[ASSIGNMENT]
Please copy out the entries until you have copied the line that contains "After recent changes", beginning with the first line.

[Saved entries]
+++
PR #10229, opened 2026-04-10
Content online status and Content grid: improvements #10148

### LINKED ISSUE #10148: Content online status and Content grid: improvements
After recent changes for XP 8 we got `publishInfo` that now includes enough info to correctly calculate content's status (with condition that Import and Export operations are fixed and set require publish info fields). Currently we always send a compare request with ids of items we need to calc, thus ContentSummaryAndCompareStatus is created.
The idea is to get rid of this request because compare operation on the backend is expensive, and ditching it can improve performance.

- Investigate on possibility and complexity to remove compare requests. Implement if it is not going to take much time.

ashklianko:


ashklianko:
### Why

After recent backend changes, all content statuses can be calculated client-side from the content's publish timestamps. The expensive `compare` operation that ran on every content load is no longer needed. It was removed from the default data loading path entirely.

For the few places that still need to detect specific changes (e.g. "Moved" status in publish dialog and details widget), a lightweight field-level diff endpoint was introduced — only called where actually necessary.

### 1. Removed compare from default content loading

- `ContentSummaryAndCompareStatusFetcher` — no longer calls compare on every load
- `ContentSummaryOptionDataLoader` — `loadStatuses()` passes through without compare
- `GetDescendantsOfContents` — removed `filterStatuses` that depended on compare

### 2. Introduced targeted field-level diff

For cases where specific change detection is needed, the compare endpoint was replaced with a diff that returns changed field names (path, displayName, data, mixins, language, owner, inherit).

- `ContentResource.compare()` — rewritten with batch `getByIds` and direct field comparison
- `CompareContentResultJson` — `record(String id, Set<String> diff)`
- `ContentDiffField` enum, TypeScript `compare.ts` API, `formatCompareResult.ts` utility
- `PublishDialogItemStatus.tsx` — consumes diff results where needed

### 3. Switched from `ContentSummaryAndCompareStatus` to `ContentSummary`

Without automatic compare, the CSCS wrapper became dead weight. Removed throughout v6 code.

- 5 browse actions — `getCurrentItems()` directly
- Sort dialog — types switched to `ContentSummary`
- ~100+ v6 files — stores, components, selectors, status badges updated

edloidas:
Look at the falling test in [testInputTypes_2](https://github.com/enonic/app-contentstudio/actions/runs/24291353252/job/70929264950?pr=10229) and see if this could be the reason. The other failing test is not related.

PR #10230, opened 2026-04-13
Incorrect DnD behaviour in the Sort dialog #10228

### LINKED ISSUE #10228: Incorrect DnD behaviour in the Sort dialog
We should use the same library for manual sorting of items inside the Sort dialog as we are using in other places where we are using DnD: selected options in selectors, SiteConfigurator etc. Behaviour and styling should be exactly the same: drop shadow for the dragged component, other items in the list rearranging to show where the item will be placed etc.

skjulestad:
Use DnD Core for sort dialog as it is used elsewhere, keep focus functionality for now.


skjulestad:
After some feedback I will look into dropping sortablelist and import from lib-admin UI while maintaining focus and navigation logic.

Issue #10193, opened 2026-04-01
Page Components View component


ashklianko:
https://www.figma.com/design/qkrCEWujVxkjZBd2aI8YXI/content-studio-reskin?node-id=44954-132427&m=dev

Notes:
- Add sort icon on the draggable items
- No dots menu on the right of each component (use right click)
- New icons to be used for page components
- Show descriptor dropdown after inserting a new component
- Empty placeholder to be shown when a component is not selected and not focused
- On click on component open inspect panel as before, but don't open closed inspect for empty/non-selected components
- Add invalid icon for the tree items with invalid config, icon must be shown even before rendering the form in inspect panel. (Check server validation errors?)

PR #10243, opened 2026-04-14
+++
[RESPONSE]
PR #10229, opened 2026-04-10
Content online status and Content grid: improvements #10148

### LINKED ISSUE #10148: Content online status and Content grid: improvements
After recent changes for XP 8 we got `publishInfo` that now includes enough info to correctly calculate content's status (with condition that Import and Export operations are fixed and set require publish info fields). Currently we always send a compare request with ids of items we need to calc, thus ContentSummaryAndCompareStatus is created.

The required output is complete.